→ Work instructions
Spot each line in the records below where the word "function" occurs, then copy it.
_____
Issue #2485, opened 2021-12-30
problem with numeric formatting with CSV file.


t-heu:
how can i leave all values in string? I have some numeric values that are coming out broken for example: `297092.999351851` (supposed to be this result: `05.030.2713`) and `17508` (supposed to be this result: `175.08`). This only happens with CSV file upload.

Version xlsx: 0.17.2

steviegalluscio:
I was debugging this issue and found that you can set the raw property to true and it stores the values as strings without attempting to process them.

`const wb = XLSX.read(content, { type: 'buffer', raw: true });` 

I tested it out with the values you gave and this returns your expected results.

t-heu:
Thank you

Issue #1636, opened 2019-09-21
[0.15.1] Text being converted to dates


Webifi:
When exporting a table with table_to_book, a cell with a text value of "Smith, Julie + 5" is being converted to "07/05/2001".  {raw: true} fixes this, but then columns with actual dates are not being converted. 

Edit:
Looks like the issue is with the fuzzydate method.

While it won't fix everything (fuzzydate is way too, well, fuzzy), changing:

`if(s.toLowerCase().match(/jan|feb|mar|apr|may|jun|jul|aug|sep|oct|nov|dec/)) return o;`

to:

`if(s.match(/\b(jan(\b|uary\b)|feb(\b|ruary\b)|mar(\b|ch\b)|apr(\b|il\b)|may\b|jun(\b|e\b)|jul(\b|y\b)|aug(\b|ust\b)|sep(\b|tember\b)|oct(\b|ober\b)|nov(\b|ember\b)|dec(\b|ember\b))(\s*|\/|-)[0-9]+/i)) return o;`
`if(s.match(/[0-9]+(\b|st|th|\/|-)\s*\b(jan(\b|uary\b)|feb(\b|ruary\b)|mar(\b|ch\b)|apr(\b|il\b)|may\b|jun(\b|e\b)|jul(\b|y\b)|aug(\b|ust\b)|sep(\b|tember\b)|oct(\b|ober\b)|nov(\b|ember\b)|dec(\b|ember\b))/i)) return o;`

would at least make the month match more restrictive.

Currently it looks like fuzzydate would match a date on text like "... You **may** need 5 ..." or "**jul**ie is missing 5 teeth" or "6 children **mar**ching" or even "I fear l**aug**ing clowns".

The updated regexps would require "may 5" or "jul 5" or "july 5th" or "6 march"  (abbreviated or full month followed by a number or number (+optional ordinal) followed by month)

CNzxy0820:
May I request a question , whether the js-xlsx can show the excel datas use the format of "yyyy.m.d h:mm" not the  "yyyy.m.d h:mm" to text format,when I used the js-xlsx , the "2019.9.22 16:22" was convert to "43730.682291666664",I want to add the datetime like "2019.9.22 16:22" to as ECharts'xaxis. I am sorry my english is poor ,very sorry...  if you can answer my ,I will very very happy!!

Webifi:
[...]

PR #2502, opened 2022-01-24
More restrictive fuzzydate

steviegalluscio:
This change makes the fuzzydate function more restrictive. The changes are:

- For dates without a month name, only dates with **two** valid separators(`/` `-` `.`) are allowed.
ex. `1/2` is no longer assumed to be a date where as `1/2/0` is acceptable. 
dates with spaces as a separator are not assumed to be dates such as `1 2 0` 
Note: `1 / 2 / 0` is acceptable
Also fixes `AUD 76.09` from a [comment ](https://github.com/SheetJS/sheetjs/issues/1636#issuecomment-557643678) on issue #1636  will no longer be parsed as a date.

- Values such as `05.030.2713` will no longer be accepted as dates because of the month having 3 digits (a total of > 10 digits) #2485 

I have seen many issues created over fuzzydate and while raw parsing is a workaround, many people want other numeric values preserved and by default. This is a proposed solution by dropping support for mm/dd, mm/yyyy, mm.yyyy etc. 

I assume support for dates with a space separator is necessary so let me know if it's worth continuing in this direction. An issue not addressed by this solution is the automatic date conversion of values with two decimal points such as: `3.5.2`. Values like these are often used for software versioning. I would prefer not to have to use decimal separator with dates as it's much less common but was curious if any other spreadsheet software uses this standard.

### DIFF
--- a/xlsx.js
+++ b/xlsx.js
@@ -2873,11 +2873,16 @@ function fuzzydate(s) {
 	var o = new Date(s), n = new Date(NaN);
 	var y = o.getYear(), m = o.getMonth(), d = o.getDate();
 	if(isNaN(d)) return n;
-	if(y < 0 || y > 8099) return n;
-	if((m > 0 || d > 1) && y != 101) return o;
-	if(s.toLowerCase().match(/jan|feb|mar|apr|may|jun|jul|aug|sep|oct|nov|dec/)) return o;
-	if(s.match(/[^-0-9:,\/\\]/)) return n;
-	return o;
+	if(s.toLowerCase().match(/jan|feb|mar|apr|may|jun|jul|aug|sep|oct|nov|dec/)){
+		if(y < 0 || y > 8099) return n;
+		if((m > 0 || d > 1) && y != 101) return o;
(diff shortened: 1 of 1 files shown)


reviewher:
Please leave feedback in the issue #1300 first (explaining in words what you think is an acceptable date)

SheetJSDev:
There are some interesting ideas here, but it seems to invalidate common Date+Time strings.  For example, consider the date time string `02/02/2022 02:02:02 AM`.  This is a valid V8 date:

```js
new Date("02/02/2022 02:02:02 AM");
// Wed Feb 02 2022 02:02:02 GMT-0500 (Eastern Standard Time)
```

This is rejected by the string length test:

```js
 "02/02/2022 02:02:02 AM".replace(/\s+/g, "").length
// 20
```

Excel recognizes `02/02/02 02:02:02.222 AM` as a valid datetime (it assumes the format mm:ss.0 by default, but you can change the number format to something like `yyyy-mm-dd hh:mm:ss.000` to see that it extracted the correct value)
_____
→ Answer section
This change makes the fuzzydate function more restrictive. The changes are:
@@ -2873,11 +2873,16 @@ function fuzzydate(s) {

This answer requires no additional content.